Trata-se de agravo em recurso especial interposto por CIRILO SALVADOR CASA
contra decisão exarada pela il. Presidência do eg. Tribunal Regional Federal da 3 a Região (TRF
3 a Região).

Cuida-se, na origem, de embargos à execução opostos por CAIXA ECONÔMICA
FEDERAL - CEF - contra CIRILO SALVADOR CASA.

O il. Magistrado julgou parcialmente procedente o pedido (sentença às fls. 81/82 ).

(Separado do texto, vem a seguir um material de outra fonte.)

PR #1078, opened 2025-04-03
avoid backslash in fstring and frontload fsaverage download

### LINKED ISSUE #1063: RFC: should we frontload fsaverage downloading?
I've seen the download of fsaverage from OSF.io fail a couple times recently in CIs. I'm wondering if there's a way to download it earlier in the pipeline instead of waiting until the BEM or group_average steps (but only do it for datasets / tests where we know those steps are going to happen), so that if OSF flakiness is going to fail the test, it will do so earlier.

drammock:
fixes https://github.com/mne-tools/mne-bids-pipeline/pull/1062#issuecomment-2775830266

within-cycle bugfix so no changelog needed.

Closes #1063

### DIFF
--- a/.github/workflows/tests.yml
+++ b/.github/workflows/tests.yml
@@ -29,7 +29,7 @@ jobs:
       if: success()
       name: 'Upload coverage to CodeCov'
   caching:
-    name: 'Testing and caching ${{ matrix.dataset }} on ${{ matrix.os }}'
+    name: 'Testing and caching ${{ matrix.dataset }} on ${{ matrix.os }} py${{ matrix.python }}'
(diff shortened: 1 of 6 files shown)


larsoner (approved):

agramfort (approved):

larsoner:
Pushed a change to CIs so that one job runs with Python 3.10 and another with Python 3.13, plus a warning ignore. Will wait for it to come back green, adjust merge reqs, and merge

agramfort (approved):

larsoner:
Going to push a commit to address #1063 since we just hit it again

PR #1088, opened 2025-05-05
Custom metadata

harrisonritz:
From https://github.com/mne-tools/mne-bids-pipeline/issues/1086

Allow for users to pass custom metadata, which is added to epoch info.

1. Users convert a pandas `DataFrame` into a `Dict` (eg in the config file)
2. this `Dict` is converted back to a `DataFrame` at the point of epoch creation.

e.g. in the config:
```python
import pandas as pd
import numpy as np

metadata_path =  "my_dataframe.csv"
metadata_df = pd.read_csv(metadata_path)

epochs_custom_metadata = metadata_df.replace({np.nan: None}).to_dict()

del metadata_path, metadata_df
```

While there are some upcoming methods for putting metadata into the `events.tsv`, this approach allows for analysis-specific metadata (e.g., if some metadata columns apply to specific epoch types)

### todo
- [x] write tests

### Before merging …


hoechenberger:
Hello, thanks for your effort!



> 1. Users convert a pandas `DataFrame` into a `Dict` (eg in the config file)
> 2. this `Dict` is converted back to a `DataFrame` at the point of epoch creation.

Why not simply request a `DataFrame` in the first place?

harrisonritz:
Admittedly, this was because I'm not familiar enough with the config typing to add a `DataFrame` type. 
Dicts were already supported, and the conversion is easy.

If someone could help me add `DataFrame` types to the config files (`mne_bids_pipeline/typing.py`?), then this would be easier for users.

hoechenberger:
sure, just `import pd` and type annotate ad `pd.DataFrame` :) that should do it!

harrisonritz:
Oh duh thats really easy, thanks @hoechenberger. I was trying to pass string literals.

mne_bids_pipeline/_config.py
```diff
@@ -995,6 +996,19 @@
     April 1st, 2021.
 """
 
+# epochs_custom_metadata: dict[str, Any] = dict()
+epochs_custom_metadata: pd.DataFrame = pd.DataFrame()
```
hoechenberger, line 1000: The default should probably be `None`, not an empty DataFrame

harrisonritz:
Added `None` default.

Included a test, which made me realized that this will have issues with multiple subjects/session/tasks. 
So added option to pass as a nested dictionary, e.g., `custom_metadata['sub-x']['ses-x']['task-x']`

mne_bids_pipeline/_config.py
```diff
@@ -995,6 +996,25 @@
     April 1st, 2021.
 """
 
+epochs_custom_metadata: pd.DataFrame | dict[str, Any] | None = None
```
hoechenberger, line 999:
```suggestion
epochs_custom_metadata: pd.DataFrame | dict[str, pd.DataFrame] | None = None
```

harrisonritz: I didn't do this, because its a nested dict with different possible number of levels (so eg could be `dict[str, dict]`).
Would you rather something like `dict[str, Union[dict, pd.DataFrame]]`? 

I don't think this part of the code would be compute intensive, so I lowered my typing paranoia level.

harrisonritz:
@hoechenberger does this look ok? Tricky to provide specific type `epochs_custom_metadata`, since it could be a nested dictionaries with different numbers of levels.

Don't imagine this variable will be a big factor for runtime, so maybe ok for it to have vaguer typing?

larsoner:
We treat warnings as errors and every once in awhile a new one pops up. I'll push a tiny commit to fix it

harrisonritz:
@drammock is it possible that something about the metadata dataframe is causing this (eg when it formats the metadata for the report)? Shouldn't have scalars...

```
epochs_custom_metadata = {
     "ses-anodalpost": pd.DataFrame({"ones": np.ones(253)}),
     "ses-anodalpre": pd.DataFrame({"ones": np.ones(268)}),
     "ses-anodaltDCS": pd.DataFrame({"ones": np.ones(269)}),
     "ses-cathodalpost": pd.DataFrame({"ones": np.ones(290)}),
     "ses-cathodalpre": pd.DataFrame({"ones": np.ones(267)}),
     "ses-cathodaltDCS": pd.DataFrame({"ones": np.ones(297)}),
 }  # number of rows are hand-set
 ```
 
 ref: https://github.com/harrisonritz/mne-bids-pipeline/blob/9e2b74432aeacf16a4af26e7d8cd48bceb635986/mne_bids_pipeline/tests/configs/config_ds001810.py#L28

**Comment by drammock** [comment]
```py
foo = {"ones": np.ones(3)}
type(pd.DataFrame(foo).iloc[0,0])
# numpy.float64  # <--- there's your scalar.
jt.dumps(pd.DataFrame(foo))
# '{"__pandas_dataframe__": {"column_order": ["ones"], "types": ["float64"]}, "index": [0, 1, 2], "ones": [1.0, 1.0, 1.0]}'
```
In other words, json_tricks' approach to serializing dataframes seems like it doesn't store columns as numpy arrays.

harrisonritz:
> @harrisonritz ready to go otherwise from your end?

Yup, should be good to go

larsoner:
@drammock you okay with merging as-is after one last round of review given I've opened #1094, or would you rather we fix it here? It is related to this PR but might not be a blocker for progress since it's really (I think) "just" about how things get logged in the xlsx files.

PR #1092, opened 2025-06-07
fix mf_int_order; add mf_ext_order

harrisonritz:
### Before merging …

### fix mf_int_order; add mf_ext_order

Fixed bug where `mf_int_order` wasn't being passed to the `maxwell_filter` (wasn't included in `mf_kws`).

Also added a config option to supply `mf_ext_order`. Even though `mf_ext_order` can be supplied through `mf_extra_kws`, seems like an important enough parameter to assign its own config argument.

Included non-standard internal & external orders to the `ds000117` config as a test, though we'd have to check the logs to confirm.

Could can reduce the logging of int/ext order if this is an opinionated default.

### DIFF
--- a/mne_bids_pipeline/tests/configs/config_ds000117.py
+++ b/mne_bids_pipeline/tests/configs/config_ds000117.py
@@ -20,6 +20,8 @@ process_empty_room = True
 mf_reference_run = "02"
 mf_cal_fname = bids_root + "/derivatives/meg_derivatives/sss_cal.dat"
 mf_ctc_fname = bids_root + "/derivatives/meg_derivatives/ct_sparse.fif"
+mf_int_order = 7
+mf_ext_order = 4
 
 reject = {"grad": 4000e-13, "mag": 4e-12}
 conditions = ["Famous", "Unfamiliar", "Scrambled"]
--- a/mne_bids_pipeline/_config.py
+++ b/mne_bids_pipeline/_config.py
@@ -686,9 +686,16 @@ account, we are realigning all data to a single position. For this, you can:
 
 mf_int_order: int = 8
 """
-Internal order for the Maxwell basis. Can be set to something lower (e.g., 6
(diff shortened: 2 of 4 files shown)


mne_bids_pipeline/tests/configs/config_ds000117.py
```diff
@@ -20,6 +20,8 @@
 mf_reference_run = "02"
 mf_cal_fname = bids_root + "/derivatives/meg_derivatives/sss_cal.dat"
 mf_ctc_fname = bids_root + "/derivatives/meg_derivatives/ct_sparse.fif"
+mf_int_order = 7
+mf_ext_order = 4
```
larsoner, line 24: So comparing PR to dev

1. https://output.circle-artifacts.com/output/job/4a27513d-fd31-4174-aa37-5fb4c54e3508/artifacts/0/site/examples/ds000117/sub-01_ses-meg_task-facerecognition_report.html#Decoding__full-epochs
2. https://mne.tools/mne-bids-pipeline/stable/examples/ds000117/sub-01_ses-meg_task-facerecognition_report.html#Decoding__full-epochs

decoding performance went down. So I want to try tweaking this so that it hopefully doesn't hurt. I suspect it's the internal order being too small but maybe we'll need to decrease `ext_order` as well...
```suggestion
mf_int_order = 9
mf_ext_order = 4
```

larsoner (approved):
Otherwise looks good, will mark for merge-when-green assuming the decoding perf in the second condition is better with my commit

harrisonritz:
oh shit haha, I couldn't find any additional conditions for the tests (or maybe this is for documentation). Thanks!

larsoner:
It didn't even change very much so we can probably even live with it as is, we'll see. Yes that link is for documentation really but it would be nice but to lose decoding performance! In this repo we're generally kind of stuck with our docs and tests being very closely intertwined

PR #1291, opened 2026-08-12
ENH: Add flow diagram to reports

larsoner:
### Before merging …

Iterated a bunch with Claude Fable 5 on a feature I've wanted [for a while](https://github.com/mne-tools/mne-bids-pipeline/issues/350#issuecomment-1307838525): a flow diagram calculated on the fly based on what actually ran:

Screenshot 2026-08-12 at 10 41 00 AM

The mechanics behind how to construct it are pretty simple:

1. Write a JSON result for each step that can then later be parsed.
2. Read those JSONs during report phase and construct a directed acyclic graph (DAG)
3. Lay that out using custom DAG layout + SVG + a little JS for interaction

<details>
<summary><strong>Why a custom-rolled graph layout</strong></summary>

(3) above turned out to be the tricky decision point, because there are libraries for this sort of thing. But there were requirements I had:

1. Right graph type: DAG + labeled edges + multi-parent nodes.
2. Self-contained, offline-safe output.
3. No new runtime burden: pip-installable pure Python for a tool users run on their own machines.

I looked at maybe a dozen other pieces of software instead, top alternative candidates were:

- ⛔ `mermaid` (js): adds ~3.5 MB of vendored JS into every report and lacks some features (like label mouseover support that SVG gives for free)
- ⛔ `grandalf` (python): only replaces the "layout" part of the code, which is not the hardest part to sort out (and adds a dep)
- ⛔ `pygal` (python): no node-link chart type
- ⛔  `chart.js` (js): no text search, no tooltips
- ❓ `d3-dag` (js): the closest. layout-only in the browser, though; trades ~240 lines of Python rendering for embedded JavaScript.

I had Claude implement `d3-dag` and `mermaid` and they at least worked, but weren't overall better (edge labels worse for d3, mermaid no mouseovers, etc.):

Screenshot 2026-08-12 at 2 13 42 PM

If our graphs get far more complex at some point it could make sense to go with `d3-dag` probably, though.

</details>

### DIFF
--- a/docs/source/dev.md
+++ b/docs/source/dev.md
@@ -6,6 +6,7 @@
 
 - Added [`ignore_warnings`][mne_bids_pipeline._config.ignore_warnings] config option to allow users to specify warnings to ignore when calling `read_raw_bids` (#1224 by @larsoner)
 - Added tracking of the current step in the terminal title (#1266 by @larsoner)
+- Added a "Pipeline flow" section to the reports with an auto-generated diagram of the steps that ran for a subject and the files they passed to one another (#1289 by @larsoner)
 
 ### :warning: Behavior changes
 
--- a/docs/source/dev.md
+++ b/docs/source/dev.md
@@ -6,7 +6,7 @@
 
 - Added [`ignore_warnings`][mne_bids_pipeline._config.ignore_warnings] config option to allow users to specify warnings to ignore when calling `read_raw_bids` (#1224 by @larsoner)
 - Added tracking of the current step in the terminal title (#1266 by @larsoner)
-- Added a "Pipeline flow" section to the reports with an auto-generated diagram of the steps that ran for a subject and the files they passed to one another (#1289 by @larsoner)
+- Added a "Pipeline flow" section to the reports with an auto-generated diagram of the steps that ran for a subject and the files they passed to one another (#1291 by @larsoner)
 
 ### :warning: Behavior changes
 
--- a/docs/source/features/gen_steps.py
+++ b/docs/source/features/gen_steps.py
@@ -4,7 +4,8 @@
 import importlib
 from pathlib import Path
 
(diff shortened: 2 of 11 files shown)


larsoner:
On [mouseover](https://output.circle-artifacts.com/output/job/b122e26d-9eec-4dee-b8a7-5d463f67ed78/artifacts/0/site/examples/ds000248_base/sub-01_report.html#Pipeline_flow):

Screenshot 2026-08-12 at 6 47 58 PM

drammock:
Love this. It would be nice to avoid how the source steps are weaving in and out of the preprocessing ones (in your mouseover screenshot). Given that (for now at least) we know the identity of all the steps, could we pre-bake a layout that (1) avoids crossing arrows, and (2) doesn't jumble up the steps from different pipeline stages?
Or, can we add layout constraints that would have that effect (at least for item 2)? One possible approach would be to define subgraphs/groups of nodes and constrain the layout of those groups relative to each other.  Another solution (which I think is available in mermaid, I've definitely encountered the option somewhere) is to constrain certain nodes to be laid out below/right-of (for vert/horiz graphs) certain other nodes, regardless of whether they are connected by an edge. But simply pre-baking the layout and omitting/graying out any nodes that weren't used might not look too bad. WDYT?

larsoner:
Okay implemented the second option to try layout constraints, seems better than hand-baking and didn't add that many more lines. Then went through a few rounds of iterations to tighten things further. Here's the `ds000248_base` [example now](https://output.circle-artifacts.com/output/job/0140d226-8134-4f49-9ad6-e39147be4a08/artifacts/0/site/examples/ds000248_base/sub-01_report.html#Pipeline_flow):

Screenshot 2026-08-15 at 7 18 27 PM

drammock:
To me that seems better! +1 for merge if you agree (or don't care)

Issue #1290, opened 2026-08-12
Implement OTP as a preprocessing step for pipeline


nordme:
It would be great to have oversampled temporal projection included as a preprocessing step covered by mne-bids-pipeline. Currently, this is not an option.

PR #1297, opened 2026-08-26
ENH: Add OTP to preprocessing steps

nordme:
Addresses issue #1290 

### Before merging …


nordme:
We're also going to fix the documentation for downloading examples to make sure that we're pulling working versions of the example datasets (specifically ds003104, since version 1.0.1 is failing on the Open Neuro end as of Aug 26, 2026).

mne_bids_pipeline/tests/configs/config_ds003392_otp_mxw.py
```diff
@@ -0,0 +1,54 @@
...
+otp_duration = 10.0
+# for OTP testing purposes, set to True
+find_flat_channels_meg = True
+find_noisy_channels_meg = True
+use_maxwell_filter = True
+mf_extra_kws = {"bad_condition": "warning"}
+ch_types = ["meg"]
+mf_esss = 1
+# translation args should be x, y, z as int
+# mf_destination = translation(z=0.04)
```
sylvchev: I commented out this line as mne.Translations.translation expects int, I may have missed the point of this translation. If we don't need it, we could remove the commented lines.

mne_bids_pipeline/_config.py
```diff
@@ -602,6 +602,36 @@
...
+# ## Oversampled Temporal Projection (OTP)
+
+use_otp_denoising: bool = False
+"""
+Whether or not to use [Oversampled Temporal Projection]
+[mne.preprocessing.oversampled_temporal_projection] to preprocess the data.
+
+!!! warning
+    If the data will be processed using Maxwell filtering, OTP must be applied first and
+    the application of OTP will alter the correlation for tSSS (0.99 or higher). Flat
```
drammock: say what the user should do (i.e., "set the tsss correlation to 0.99 or higher")

mne_bids_pipeline/_config.py
```diff
@@ -602,6 +602,36 @@
...
+    and noisy channels should be marked as bad or else the noise will be spread to all
+    channels because of OTP. Bad channels need to be marked in the raw files or set
+    through BIDS channels.tsv via the automatic bad channel detection functions
+    before applying OTP.
```
drammock: - must mark bads before OTP
- the built-in flat- and noisy-marking config options will run before OTP if they're enabled. (crossref to them)
- alternatively you can manually mark bads in `channels.tsv`

mne_bids_pipeline/tests/configs/config_ds003392_otp_mxw.py
drammock: re-enable this, float should be OK

mne_bids_pipeline/steps/preprocessing/_07_make_epochs.py
```diff
@@ -121,7 +122,11 @@ def run_epochs(
     for idx, (run, raw_fname) in enumerate(zip(cfg.runs_for_task, raw_fnames)):
         msg = f"Loading filtered raw data from {raw_fname.basename}"
         logger.info(**gen_log_kwargs(message=msg))
-        raw = mne.io.read_raw_fif(raw_fname).load_data()
+        with warnings.catch_warnings(record=True):
+            warnings.filterwarnings(
+                "ignore", ".*Internal Active Shielding", category=RuntimeWarning
+            )
+            raw = mne.io.read_raw_fif(raw_fname, allow_maxshield=True).load_data()
```
drammock, line 129: same question here, can we use `allow_maxshield="yes"` here?

mne_bids_pipeline/steps/preprocessing/_07_make_epochs.py
```diff
@@ -340,8 +345,12 @@ def _get_events(
...
         this_raw_fname = raw_fname.copy().update(run=run)
         this_raw_fname = _update_for_splits(this_raw_fname, None, single=True)
-        raw_filt = mne.io.read_raw_fif(this_raw_fname)
-        raws_filt.append(raw_filt)
+        with warnings.catch_warnings(record=True):
+            warnings.filterwarnings(
+                "ignore", ".*Internal Active Shielding", category=RuntimeWarning
+            )
+            raw_filt = mne.io.read_raw_fif(this_raw_fname, allow_maxshield=True)
+            raws_filt.append(raw_filt)
```
drammock, line 353: same question here, can we use `allow_maxshield="yes"`?

mne_bids_pipeline/_import_data.py
```diff
@@ -211,11 +212,15 @@ def annotations_to_events(*, raw_paths: list[BIDSPath]) -> dict[str, int]:
...
-        raw = mne.io.read_raw_fif(raw_fname)
-        _, event_id = mne.events_from_annotations(raw=raw)
-        for event_name in event_id.keys():
-            if event_name not in event_names:
-                event_names.append(event_name)
+        with warnings.catch_warnings(record=True):
+            warnings.filterwarnings(
+                "ignore", ".*Internal Active Shielding", category=RuntimeWarning
+            )
+            raw = mne.io.read_raw_fif(raw_fname, allow_maxshield=True)
```
drammock, line 219: @larsoner any reason we shouldn't just pass `allow_maxshield="yes"` here?

mne_bids_pipeline/steps/preprocessing/_04_frequency_filter.py
```diff
@@ -209,14 +210,15 @@ def filter_data(
     out_files = dict()
     in_key = f"raw_task-{task}_run-{run}"
     bids_path_in = in_files.pop(in_key)
-    if bids_path_in.processing == "sss":
+    if bids_path_in.processing == "sss" or bids_path_in.processing == "otp":
```
drammock:
```suggestion
    if bids_path_in.processing in ("sss", "otp"):
```

mne_bids_pipeline/steps/preprocessing/_04_frequency_filter.py
```diff
@@ -209,14 +210,15 @@ def filter_data(
...
         bids_path_bads_in = None
     else:
         bids_path_bads_in = in_files.pop(f"{in_key}-bads")
     msg, run_type = _read_raw_msg(bids_path_in=bids_path_in, run=run, task=task)
     logger.info(**gen_log_kwargs(message=msg))
-    if cfg.use_maxwell_filter:
-        raw = mne.io.read_raw_fif(bids_path_in)
+    if cfg.use_maxwell_filter or cfg.otp:
+        allow_ms = "True" if cfg.otp else "False"
+        raw = mne.io.read_raw_fif(bids_path_in, allow_maxshield=allow_ms)
```
drammock:
```suggestion
        raw = mne.io.read_raw_fif(bids_path_in, allow_maxshield=cfg.otp)
```

mne_bids_pipeline/steps/preprocessing/_03_maxfilter.py
```diff
@@ -65,6 +65,8 @@ def get_input_fnames_all_bads(
 ) -> dict[str, BIDSPath]:
     """Get paths of files required by compute_all_bads function."""
     in_files: dict[str, BIDSPath] = dict()
+    # use_kind = "otp" if cfg.otp else "orig"
+    use_kind = "orig"
```
drammock: cruft?

mne_bids_pipeline/steps/preprocessing/_03_maxfilter.py
```diff
@@ -85,20 +87,25 @@ def _get_allbads_path(
     subject: str,
     session: str | None,
 ) -> BIDSPath:
+    # use_kind = "otp" if cfg.otp else "orig"
+    # use_proc = "otp" if cfg.otp else None
+    use_kind = "orig"
+    use_proc = None
```
drammock: cruft?

drammock (commented):
reviewed collaboratively with @nordme so the comments are rather terse...

mne_bids_pipeline/tests/configs/config_ds003392_otp_mxw.py
```diff
@@ -26,8 +26,8 @@
 mf_extra_kws = {"bad_condition": "warning"}
 ch_types = ["meg"]
 mf_esss = 1
-# translation args should be x, y, z as int
-# mf_destination = translation(z=0.04)
+# translation args should be x, y, z as scaler (int or float ok)
```
drammock:
```suggestion
# translation args should be x, y, z as scalar (int or float)
```

mne_bids_pipeline/tests/test_documented.py
```diff
@@ -197,7 +197,7 @@ def test_datasets_in_doc() -> None:
     # Rather than going circle_yaml['workflows']['commit']['jobs'] and
     # make sure everything is consistent there (too much work), let's at least
     # check that we get the correct number using `.count`.
-    counts = dict(ERP_CORE=7, ds000248=6, ds003392=4)
+    counts = dict(ERP_CORE=7, ds000248=6, ds003392=3)
```
drammock, line 202:
```suggestion
    # ↓↓↓↓ number of cache restores for each dataset
    # ↓↓↓↓ (some datasets used with multiple configs)
    counts = dict(ERP_CORE=7, ds000248=6, ds003392=3)
```

drammock (approved):

nordme:
@drammock It looks like the Github actions config really wants the dataset cache name and the dataset test name to be the same. Can we just use a different dataset altogether? If I'm reading this right, the point of the two included data sets is that we need one hash-based and one mtime-based config. ds003104 uses mtime rather than hashing, and it looks relatively fast to run the tests. I think the only reason ds003392 was used originally was that it used mtime and was faster than others, but now we're loading it with three tests, it's a bad option, so maybe we should just dump it for the os testing?

.github/workflows/tests.yml
```diff
@@ -43,15 +43,17 @@ jobs:
       fail-fast: false
       matrix:
         os: [ubuntu-latest, ubuntu-24.04-arm, macos-latest, windows-latest]
-        dataset: [ds001971, ds003392]  # one uses "hash", the other "mtime"
+        dataset: [ds001971, ds003392_base]  # one uses "hash", the other "mtime"
```
larsoner: Change this to one that's faster if possible, and add a little comment above saying we picked these two because they are quick

.github/workflows/tests.yml
```diff
@@ -43,15 +43,17 @@ jobs:
...
         include:
           - os: ubuntu-latest
             dataset: ds001971
             python: "3.11"
           - os: ubuntu-latest
-            dataset: ds003392
+            dataset: ds003392_base
             python: "3.13"
+          - os: ubuntu-latest
+            dataset: ds003392_otp
```
larsoner: No need for an additional one I think, this action is mostly to test the hashing vs mtime

larsoner:
For conflicts, you can just take the ones from `main` and modify!

PR #1300, opened 2026-09-01
Add report_image_format option

larsoner:
This is a seemingly trivial option... add a `report_image_format` option.

It turns out `webp` compression is a non-trivial amount of time in our test suite (like over 20% for some jobs locally). If it's that way in our test suite, it's possible it is in some people's pipelines, so let's add it as an option for people. And then let's use it in most tests where a few extra MB of a report is worth having our run take less time. (And the slight increase in size in the HTMLs landing in our docs are acceptable, too, I think.)

Also tacks on a report efficiency enabled by https://github.com/mne-tools/mne-python/pull/14261


drammock (approved):

larsoner:
This sped up the 248 T1_BEM job from ~9m to ~5m (for the actual `pytest` step) because so much time was spent creating the BEM image plots.

PR #1301, opened 2026-09-01
Use gen3 workers in CircleCI

larsoner:
CircleCI has workers that are faster and cheaper (how rare!) so let's use them.


larsoner:
Oooh this one has a tricky deadlock... I'll see if I can fix it. I suspect it's report<->flow maybe but we'll see!

larsoner:
I've seen the deadlock before, I have a fix in progress in loky/joblib

PR #1305, opened 2026-09-03
Speed up caching and reruns

larsoner:
I noticed reruns could still be a bit slow, so let's:

1. Remove some unneeded I/O and use faster I/O when possible for JSON
2. Nest some heavy imports so they're only used if the step actually runs
3. Use the `webp-lossy` from https://github.com/mne-tools/mne-python/pull/14249 to reduce runtime and HTML size
4. Take care of a TODO comment about not repeating filters for CSP (speeds up that step a lot)

I'll check to make sure things still look okay in the rendered docs. Changes drafted by Claude Fable 5 and reviewed by me.

This one is a pretty simple CI speedup so should be safe enough for self-merge when green


larsoner:
The full CircleCI run is down to 14m :face_holding_back_tears:

PR #1307, opened 2026-09-08
ENH: Add support for SLURM

### LINKED ISSUE #1160: Running pipeline via dask on SLURM cluster
I'm currently trying to setup `dask` for parallelization. We have an HPC with SLURM.

As far as I can see does not seem possible to set custom options for parallelization for `dask`, is that correct?

How would I go about setting something like

```python
from dask_jobqueue import SLURMCluster
cluster = SLURMCluster(
    queue='cpu',
    cores=8,
    memory='32GB',
    walltime='02:00:00',
    interface='ib0',
    scheduler_options={
        'host': '172.xxx.xxx.xxx',
        'dashboard_address': ':8787',
        'port': 5000  # Use a fixed port
    }
)

```

Is that even possible?

larsoner:
Closes #1160

Adds support for SLURM and HPC via [`dask-jobqueue`](https://jobqueue.dask.org/en/latest/). This makes it pretty simple actually! The only real tricky part is the I/O handling to get `rich` to log the dask outputs correctly. Getting CircleCI to set up a SLURM cluster isn't too bad either (~40 lines of bash). Implemented by Claude Fable 5 and reviewed by and then iterated on by me.

### DIFF
--- a/.circleci/cgroup.conf
+++ b/.circleci/cgroup.conf
@@ -1,0 +1,2 @@
+# No resource confinement in CI; "disabled" needs slurm >= 24.05 (26.04 has 25.11)
+CgroupPlugin=disabled
--- a/.circleci/config.yml
+++ b/.circleci/config.yml
@@ -914,8 +914,17 @@ jobs:
           command: |
             google-chrome --version
       - run:
-          name: test ERP CORE N400
+          name: Start single-node SLURM
+          command: ./.circleci/setup_slurm.sh
+      - run:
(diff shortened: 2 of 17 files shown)


larsoner:
Okay let's get this in so people can try it if they want -- I think most bugs will come out in actual use cases (and hopefully are limited since this mostly relies on `dask-jobqueue` to take care of things for us!).

larsoner:
(marking for merge-when-green after fixing a merge conflict)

Diante disso, CIRILO SALVADOR CASA interpôs apelação, a qual foi desprovida
pelo eg. TRF 3a Região, nos termos do v. acórdão, assim ementado (fl. 122):

PROCESSUAL CIVIL. EMBARGOS À EXECUÇÃO. EXCESSO DE
EXECUÇÃO. CADERNETA DE POUPANÇA. ATUALIZAÇÃO
MONETÁRIA. PROVIMENTOS COGES N°S 26 64 RESOLUÇÃO CJF
561/2007.Sentença prolatada na ação de conhecimento que não fixou
critérios de correção monetária. Tratando-se de débitos judiciais, e não tendo
a sentença especificado os moldes da correção monetária, deve o valor da
execução ser calculado com fundamento no Manual de Orientações de
Procedimentos para os Cálculos da Justiça Federal, aprovado pela
Resolução n° 242, de 03 de julho de 2001, atualmente pela Resolução n° 561,
de 02 de julho de 2007, ambas do Conselho da Justiça Federal,seguido pelos
Provimentos nos. 24 e 26,respectivamente, de 29 de abril de 1997 e 10 de
setembro de 2001, e, mais recentemente, pelo Provimento n° 64, de 28 de
abril de 2005 (art. 454), todos da Corregedoria-Geral da Justiça Federal da
3' Região.Ao contrário do alegado pelo apelante, o Provimento COGE
n.64/2005 continua em vigor, não tendo sido revogado pela Resolução
n.561/2007, cuja redação é clara no sentido de que estariam revogadas
apenas a Resolução n° 242/2001 e as disposições em contrário.Apelação
improvida.

Os embargos de declaração opostos foram rejeitados (acórdão de fls. 131/137).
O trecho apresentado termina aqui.